If a line in the records below contains the word "think", copy it.

++++ Available records ++++

Issue #1260, opened 2017-09-01
[ux] UI audit of dialogs/ context menus in app


antlam:
Noticing that we're not actively keeping track of the UI here. So I'm filing this to keep things polished and in order. Strictly looking at some padding, color, and type consistencies here. Nothing major.

![screen shot 2017-08-30 at 11 09 35 am](https://user-images.githubusercontent.com/1994820/29982953-964e52b6-8f08-11e7-916c-9855d41aac3d.png)

Moved checklist to eng [meta]: #1659.

bbinto:
UX: S
Eng: S

antlam:
![screen shot 2017-09-08 at 10 59 20 am](https://user-images.githubusercontent.com/1994820/30224744-cc472812-9484-11e7-888e-ddfa26d48a14.png)

Top new, Bottom old. For comparison

antlam:
![spec_dialogs1](https://user-images.githubusercontent.com/1994820/30620468-61691760-9d5a-11e7-9ba5-400c67231760.png)

@pocmo should be the last of it!

layely:
@antlam @bbinto @lime124 is this something that i can work on ?

lime124:
hey @layely! Are you interested in contributing as a designer or an engineer? 

If it's the design side, there are designs posted for this issue but I can totally point you to other issues that need design work. 

If it's engineering, @pocmo would be a better person to ping for what things you should work on.

Thanks for the ping! :)

layely:
@lime124 Sure the engineer side is what I am interested to. Let's see if @pocmo has something to suggest doing here.

pocmo:
@layely Yes, help would be appreciated here. Currently this tracks the current milestone to be released with the next version of Focus. So there's some time pressure. Therefore I'd suggest to create small commits that fix only a specific thing and open separate pull request for them. This way we can merge them separately (and early) and someone can potentially take over later. If you try to fix all of that in a gigantic pull request then this might take too much time (with review).

bbinto:
awesome, thanks @layely

layely:
![2017-10-11-05-59-40](https://user-images.githubusercontent.com/19215803/31442366-bace7034-ae85-11e7-8caa-3ea8b67ea603.png)

![capture - copie](https://user-images.githubusercontent.com/19215803/31442397-d7f9b4ac-ae85-11e7-8e9c-30e6abf54119.PNG)

The first is my capture when I apply changes suggested by @antlam 
[...]

Issue #1358, opened 2017-09-22
Default to displaying "Share" in custom tabs


autonome:
This is a key feature in a very common task workflow, is quite frustrating that it's not there. The share menu item is present when opening the browser itself.

STR:

1. Open Reddit app
2. Open a link
3. Opens in Focus
4. Open the stacked dots menu

Expected: A "share" menu item is available.

Actual: There is no "share" menu item.

mcomella:
I can reproduce. Reddit opens a custom tab and it appears our custom tab implementation doesn't include the "Share" menu item.

@pocmo Was this intentional in any way?

autonome:
FWIW, I've seen it on other sites as well, not only Reddit.

pocmo:
> @pocmo Was this intentional in any way?

It depends. There's an Intent extra (CustomTabsIntent.EXTRA_DEFAULT_SHARE_MENU_ITEM) that tells us whether the third-party app wants to show a share item or not. So there could be multiple things happening here:

* Those apps do not want to show a share item (in this case: No bug - other browsers with custom tab support should behave the same)
* The apps want to show the share item - but there's a bug preventing it to show up
* The app does not define the extra; in which case we default to "false" and do not show the item. And in this case it would be interesting to know if we should default to "true" and what Chrome does.

autonome:
> Those apps do not want to show a share item

These are just web pages I'm visiting. As a user, I should be deciding
whether I want to share the URL, not anything else (eg, whether I have
native app that's registered as handler for that domain or not).

pocmo:
> These are just web pages I'm visiting. As a user, I should be deciding
> whether I want to share the URL, not anything else (eg, whether I have
> native app that's registered as handler for that domain or not).

I agree that a lot of the web related decisions Android has made give power to the developers of apps and take them away from the users (and their user agents). In custom tabs you have at least the option to switch to the full browser (via the menu). I do not think it would be worth fighting the custom tabs protocol here.

mcomella:
> in which case we default to "false" and do not show the item. And in this case it would be interesting to know if we should default to "true" and what Chrome does.

- I checked: Chrome does not display Share.
- [Here's the code where they default to `false`](https://cs.chromium.org/chromium/src/chrome/android/java/src/org/chromium/chrome/browser/customtabs/CustomTabIntentDataProvider.java?l=201&rcl=c5cbe85f310704b191dd6b6ad61e75c45c337fee). 
[...]

Issue #1179, opened 2017-08-21
Header and URL bar has seizure like flickers when scrolling horizontal images


clujin:
I'm using Android 7.1.2 with the latest Firefox Focus.

Steps to reproduce:
- Go to www.google.com
- Search something with news article that are placed horizontally like search for 'eclipse'.
- Horizontally scroll the news article bar left to right or right to left.

You see the header/notification bar at top flickering causing some degree of discomfort.

mcomella:
I can reproduce on an API 23 Nexus 5X emulator. Some cases when we change the URL bar colors:
1) Loading pages
2) When enabling/disabling tracking protection

To debug, I'd recommend throwing a breakpoint in where we change the colors and seeing where it's getting called from.

PR #1466, opened 2017-10-11
UI polishing: contextmenu (#1260)

layely:
Expected (UI/UX Team)
30620468-61691760-9d5a-11e7-9ba5-400c67231760 crop

Result:

### DIFF
--- a/app/src/main/res/layout/context_menu.xml
+++ b/app/src/main/res/layout/context_menu.xml
@@ -3,25 +3,31 @@
    - License, v. 2.0. If a copy of the MPL was not distributed with this
    - file, You can obtain one at http://mozilla.org/MPL/2.0/. -->
 <LinearLayout xmlns:android="http://schemas.android.com/apk/res/android"
+    xmlns:app="http://schemas.android.com/apk/res-auto"
     android:layout_width="match_parent"
     android:layout_height="match_parent"
     android:orientation="vertical">
 
     <android.support.design.widget.NavigationView
+        android:theme="@style/AppTheme.ContextMenuItem"
         android:id="@+id/context_menu"
         android:layout_width="match_parent"
         android:layout_height="wrap_content"
-        android:layout_margin="0dp"
-        android:padding="0dp"
-        android:background="@android:color/transparent" />
+        android:paddingBottom="16dp"
+        android:background="@android:color/transparent"
+        app:itemTextAppearance="@style/ContextMenuTextAppearence"/>
 
     <TextView
         android:id="@+id/warning"
         android:layout_width="match_parent"
         android:layout_height="wrap_content"
         android:background="#ff262626"
-        android:textColor="#ff8b8b8b"
+        android:textColor="#66ffffff"
         android:textSize="12sp"
-        android:padding="18dp" />
+        android:fontFamily="@string/font_roboto_regular"
+        android:paddingStart="24dp"
+        android:paddingEnd="24dp"
+        android:paddingTop="16dp"
+        android:paddingBottom="16dp" />
 
 </LinearLayout>
--- a/app/src/main/res/layout/context_menu_title.xml
+++ b/app/src/main/res/layout/context_menu_title.xml
@@ -10,6 +10,7 @@
     android:gravity="center_vertical"
     android:ellipsize="end"
     android:textSize="14sp"
-    android:padding="18dp"
-    android:textColor="#ff979797"
-    tools:text="http://www.mozilla.org" />
+    android:padding="24dp"
+    android:textColor="#ffb2b2b2"
+    tools:text="http://www.mozilla.org"
+    android:fontFamily="@string/font_roboto_regular" />
--- a/app/src/main/res/values/fonts.xml
+++ b/app/src/main/res/values/fonts.xml
@@ -1,0 +1,8 @@
+<?xml version="1.0" encoding="utf-8"?>
+<!-- This Source Code Form is subject to the terms of the Mozilla Public
+   - License, v. 2.0. If a copy of the MPL was not distributed with this
+   - file, You can obtain one at http://mozilla.org/MPL/2.0/. -->
+<resources>
+    <string name="font_roboto_medium">sans-serif-medium</string>
+    <string name="font_roboto_regular">sans-serif</string>
+</resources>
--- a/app/src/main/res/values/styles.xml
+++ b/app/src/main/res/values/styles.xml
@@ -39,4 +39,33 @@
     <style name="PopupMenu" parent="@style/Widget.AppCompat.Light.PopupMenu">
         <item name="overlapAnchor">true</item>
     </style>
+
+    <style name="AppTheme.ContextMenuItem">
+
+        <!-- All these attributes bellow need to be defined in a theme using android:theme
+            otherwise they will have no effect... -->
+        <item name="android:listPreferredItemHeightSmall">48dp</item>
+
+        <!-- Set the padding to the children (menu item) of the NavigationView
+             (instead of the NavigationView itself) allowing the hit targets
+              to span the full width of the view. For more info, see
+              https://github.com/mozilla-mobile/focus-android/pull/1466#discussion_r144679954.
+
+              Note: listPreferredItemPaddingStart and listPreferredItemPaddingEnd
+              don't work in this context because in the design_navigation_item.xml (layout for NavigationMenuItem)
+              only listPreferredItemPaddingLeft and listPreferredItemPaddingRight attribute
+              are used for paddingLeft and paddingRight properties.
+              Check design_navigation_item.xml source here :
+              https://android.googlesource.com/platform/frameworks/support.git/+/master/design/res/layout/design_navigation_item.xml
+            -->
+        <item name="listPreferredItemPaddingLeft">24dp</item>
+        <item name="listPreferredItemPaddingRight">24dp</item>
+    </style>
+
+    <style name="ContextMenuTextAppearence">
+        <item name="android:textSize">16sp</item>
+        <item name="android:fontFamily">@string/font_roboto_medium</item>
+        <item name="android:textStyle">normal</item>
+        <item name="android:textColor">#FFFFFF</item>
+    </style>
 </resources>


pocmo:
@mcomella @liuche Can anyone of you take this one?

app/src/main/res/layout/context_menu.xml
```diff
@@ -1,5 +1,4 @@
-<?xml version="1.0" encoding="utf-8"?>
-<!-- This Source Code Form is subject to the terms of the Mozilla Public
+<?xml version="1.0" encoding="utf-8"?><!-- This Source Code Form is subject to the terms of the Mozilla Public
```
mcomella: nit: the file header should stay on the next line. It's unnecessary churn and, imo, it makes more sense on the next line. Here and in the next file.

app/src/main/res/values/fonts.xml
```diff
@@ -0,0 +1,5 @@
+<?xml version="1.0" encoding="utf-8"?>
```
mcomella: nit: add license file header on the next line.

app/src/main/res/layout/context_menu.xml
```diff
@@ -12,16 +11,20 @@
...
+        android:paddingEnd="8dp"
+        android:paddingBottom="16dp" />
 
     <TextView
         android:id="@+id/warning"
         android:layout_width="match_parent"
         android:layout_height="wrap_content"
         android:background="#ff262626"
+        android:paddingHorizontal="24dp"
+        android:paddingVertical="16dp"
```
mcomella: `paddingHorizontal/Vertical` are API 26+ and we support 21+ – can you change this to be start/end/top/bottom?

app/src/main/res/layout/context_menu_title.xml
```diff
@@ -1,15 +1,15 @@
...
    - file, You can obtain one at http://mozilla.org/MPL/2.0/. -->
 <TextView xmlns:android="http://schemas.android.com/apk/res/android"
     xmlns:tools="http://schemas.android.com/tools"
     android:layout_width="match_parent"
     android:layout_height="wrap_content"
-    android:maxLines="3"
-    android:gravity="center_vertical"
     android:ellipsize="end"
+    android:fontFamily="@string/font_roboto_regular"
+    android:gravity="center_vertical"
```
mcomella: nit: please set these lines to their original order! Reordering lines makes it more difficult to review your code and follow git history! You should have a really good reason for when you reorder lines!

app/src/main/res/layout/context_menu_title.xml
```diff
@@ -1,15 +1,15 @@
...
+    android:maxLines="3"
+    android:padding="24dp"
+    android:textColor="#ffb2b2b2"
```
mcomella: Where did you get this color from? I see an incorrect value in the mocks and I'm not sure this is the same color as the url text. I asked antlam for clarification in https://github.com/mozilla-mobile/focus-android/issues/1260#issuecomment-336595240 and I pinged him to respond soon!

app/src/main/res/layout/context_menu.xml
```diff
@@ -12,16 +11,20 @@
         android:layout_width="match_parent"
         android:layout_height="wrap_content"
         android:layout_margin="0dp"
-        android:padding="0dp"
-        android:background="@android:color/transparent" />
+        android:background="@android:color/transparent"
+        android:paddingTop="0dp"
+        android:paddingStart="8dp"
```
mcomella: Our hit targets look like this now:

screenshot_1507940598

I assume we want the hit targets to span the full width of the view: would it be possible to fix this? Perhaps we can add the padding to the NavigationView children instead.

app/src/main/res/layout/context_menu.xml
```diff
@@ -12,16 +11,20 @@
...
         android:id="@+id/warning"
         android:layout_width="match_parent"
         android:layout_height="wrap_content"
         android:background="#ff262626"
+        android:paddingHorizontal="24dp"
+        android:paddingVertical="16dp"
         android:textColor="#ff8b8b8b"
-        android:textSize="12sp"
-        android:padding="18dp" />
+        android:textSize="12sp" />
```
mcomella: We should explicitly specify roboto regular here, right?

app/src/main/res/values/fonts.xml
```diff
@@ -0,0 +1,5 @@
...
+<resources>
+    <string name="font_roboto_medium">sans-serif-medium</string>
```
mcomella: I really like this! I always find it difficult to map UX specifications like `robotium_modium` to `san-serif-medium` – good work! :)

app/src/main/res/layout/context_menu.xml
layely: Nothing was specified in the mock here. But yeah I think it should be that.

app/src/main/res/layout/context_menu.xml
layely: Oh sorry that's the autoformatter.

app/src/main/res/layout/context_menu_title.xml
layely: Oops autoformatter again.

app/src/main/res/layout/context_menu_title.xml
layely: That was specified in the mock.

image

app/src/main/res/values/fonts.xml
layely: Thanks

app/src/main/res/layout/context_menu.xml
layely: Ok. Will be handle in the next commit

layely:
@mcomella the changes have been made.

app/src/main/res/layout/context_menu.xml
```diff
@@ -22,6 +26,10 @@
         android:background="#ff262626"
         android:textColor="#ff8b8b8b"
```
mcomella: Can you make this white with 40% opacity? via https://github.com/mozilla-mobile/focus-android/issues/1260#issuecomment-336601194

app/src/main/res/layout/context_menu.xml
```diff
@@ -8,11 +8,15 @@
     android:orientation="vertical">
 
     <android.support.design.widget.NavigationView
```
mcomella: How do we know the heights of these items are guaranteed to be 48dp? I searched the source and there appears to be a `listPreferredItemHeight`, a `*HeightSmall`, and a `*HeightLarge`. HeightSmall is what we want - how we know it'll get used?

Similarly, how do we know the text color, size, etc. will be what we want them to be? fwiw, there [appears to be some `itemText*` attributes](https://developer.android.com/reference/android/support/design/widget/NavigationView.html#attr_android.support.design:itemTextAppearance) - maybe we should use those?

layely: will be clearly set in my next commit

app/src/main/res/layout/context_menu.xml
```diff
@@ -8,11 +8,15 @@
...
+        android:theme="@style/ContextMenuItemStyle"
         android:id="@+id/context_menu"
         android:layout_width="match_parent"
         android:layout_height="wrap_content"
         android:layout_margin="0dp"
-        android:padding="0dp"
+        android:paddingTop="0dp"
```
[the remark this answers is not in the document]
layely: It's not necessary off course, so let's remove it.

app/src/main/res/layout/context_menu.xml
layely: Okay

app/src/main/res/values/styles.xml
```diff
@@ -39,4 +39,13 @@
     <style name="PopupMenu" parent="@style/Widget.AppCompat.Light.PopupMenu">
         <item name="overlapAnchor">true</item>
     </style>
+
+    <style name="ContextMenuItemStyle" parent="@style/AppTheme">
+        <!-- Set the padding to the children (menu item) of the NavigationView
```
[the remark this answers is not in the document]
layely: @mcomella  After some investigation i found that Items layout in **NavigationView** are defined in [design_navigation_item.xml](https://android.googlesource.com/platform/frameworks/support.git/+/master/design/res/layout/design_navigation_item.xml). 
```
<android.support.design.internal.NavigationMenuItemView
        xmlns:android="http://schemas.android.com/apk/res/android"
        android:layout_height="?attr/listPreferredItemHeightSmall"
        android:paddingLeft="?attr/listPreferredItemPaddingLeft"
        android:paddingRight="?attr/listPreferredItemPaddingRight"
        android:foreground="?attr/selectableItemBackground"
        android:focusable="true"/>
```

As you can see some properties are set using attributes that are specific to themes. So in order to use a custom value for a property, we need to override its related attribute.

> t'd be also great to comment that PaddingStart/End don't work in this context and a reason, if you know why (I think it's because only L/R is defined in AppCompat, whose theme we inherit from; only the system defines S/E).

I think it's just because ListPreferredItemPaddingStart and istPreferredItemPaddingEnd are not used in the source.

layely:
@mcomella commit resent

app/src/main/res/values/styles.xml
```diff
@@ -39,4 +39,31 @@
...
+              only listPreferredItemPaddingLeft and listPreferredItemPaddingRight attribute
+              are used for paddingLeft and paddingRight properties.
+              Check design_navigation_item.xml source here :
+              https://android.googlesource.com/platform/frameworks/support.git/+/master/design/res/layout/design_navigation_item.xml
+            -->
+        <item name="listPreferredItemPaddingLeft">24dp</item>
+        <item name="listPreferredItemPaddingRight">24dp</item>
+    </style>
+
+    <style name="ContextMenuTextApparence">m
```
mcomella: nit: -> `Appearance`

mcomella: No `m` at the end of the line.

app/src/main/res/layout/context_menu.xml
```diff
@@ -5,23 +5,29 @@
 <LinearLayout xmlns:android="http://schemas.android.com/apk/res/android"
     android:layout_width="match_parent"
     android:layout_height="match_parent"
+    xmlns:app="http://schemas.android.com/apk/res-auto"
```
mcomella: nit: `xmlns:` attrs should be at the top of the tag, above all the other attrs.

app/src/main/res/values/styles.xml
```diff
@@ -39,4 +39,31 @@
     <style name="PopupMenu" parent="@style/Widget.AppCompat.Light.PopupMenu">
         <item name="overlapAnchor">true</item>
     </style>
+
+    <style name="AppTheme.ContextMenuItem">
+        <!-- All these attributes bellow need to be defined in a theme using android:theme
+            otherwise they will have no effect... -->
+        <item name="android:listPreferredItemHeightSmall">48dp</item>
+        <!-- Set the padding to the children (menu item) of the NavigationView
```
mcomella: nit: typically we have a line of whitespace above all comments

mcomella:
@layely By the way, do you know if there's any more fixes required to complete #1260? Do you want me to find you another issue to work on after this one?

app/src/main/res/layout/context_menu.xml
layely: fixed

app/src/main/res/values/styles.xml
layely: fixed

app/src/main/res/values/styles.xml
layely: fixed (forgive my english, it's because my official language is french kxkx).

layely: fixed

layely:
> This looks good! There are just a few more nits. If you want to save time, I could fix these up for you and land it (if so, let me know).

I did some changes again, but feel free to fix them this time.

> @layely By the way, do you know if there's any more fixes required to complete #1260?

Yes, now we have to polish the **home_screen dialog** and **the popup menu** which i think won't take much time.
I will send a commit about it very soon.

> Do you want me to find you another issue to work on after this one?

Yes please, it would be just great for me. Whether in this project or any other related to Java and JavaScript. I learn too much from you, Thank you.

mcomella:
> Yes, now we have to polish the home_screen dialog and the popup menu which i think won't take much time.
I will send a commit about it very soon.

Great – feel free to flag me as a reviewer!

> Yes please, let me get more involved, it would be just great for me. Whether in this project or any other related to Java and JavaScript. I learn too much from you, Thank you.

Glad we can help! :) I found two bugs that might be interesting:
- #1179: The header flickers when scrolling horizontally on Google Image results
- #1358: The "Share" item is missing when opening Focus from external apps

app/src/main/res/values/styles.xml
```diff
@@ -39,4 +39,33 @@
...
+              only listPreferredItemPaddingLeft and listPreferredItemPaddingRight attribute
+              are used for paddingLeft and paddingRight properties.
+              Check design_navigation_item.xml source here :
+              https://android.googlesource.com/platform/frameworks/support.git/+/master/design/res/layout/design_navigation_item.xml
+            -->
+        <item name="listPreferredItemPaddingLeft">24dp</item>
+        <item name="listPreferredItemPaddingRight">24dp</item>
+    </style>
+
+    <style name="ContextMenuTextAppearence">
```
mcomella: nit: this should be "Appearance" but I don't think it's worth the churn at this point.

mcomella:
Adding this to the milestone because we don't have an issue for this small amount of work.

++++

* Output of the task *
I agree that a lot of the web related decisions Android has made give power to the developers of apps and take them away from the users (and their user agents). In custom tabs you have at least the option to switch to the full browser (via the menu). I do not think it would be worth fighting the custom tabs protocol here.
layely: Nothing was specified in the mock here. But yeah I think it should be that.
> t'd be also great to comment that PaddingStart/End don't work in this context and a reason, if you know why (I think it's because only L/R is defined in AppCompat, whose theme we inherit from; only the system defines S/E).
I think it's just because ListPreferredItemPaddingStart and istPreferredItemPaddingEnd are not used in the source.
Yes, now we have to polish the **home_screen dialog** and **the popup menu** which i think won't take much time.
> Yes, now we have to polish the home_screen dialog and the popup menu which i think won't take much time.
mcomella: nit: this should be "Appearance" but I don't think it's worth the churn at this point.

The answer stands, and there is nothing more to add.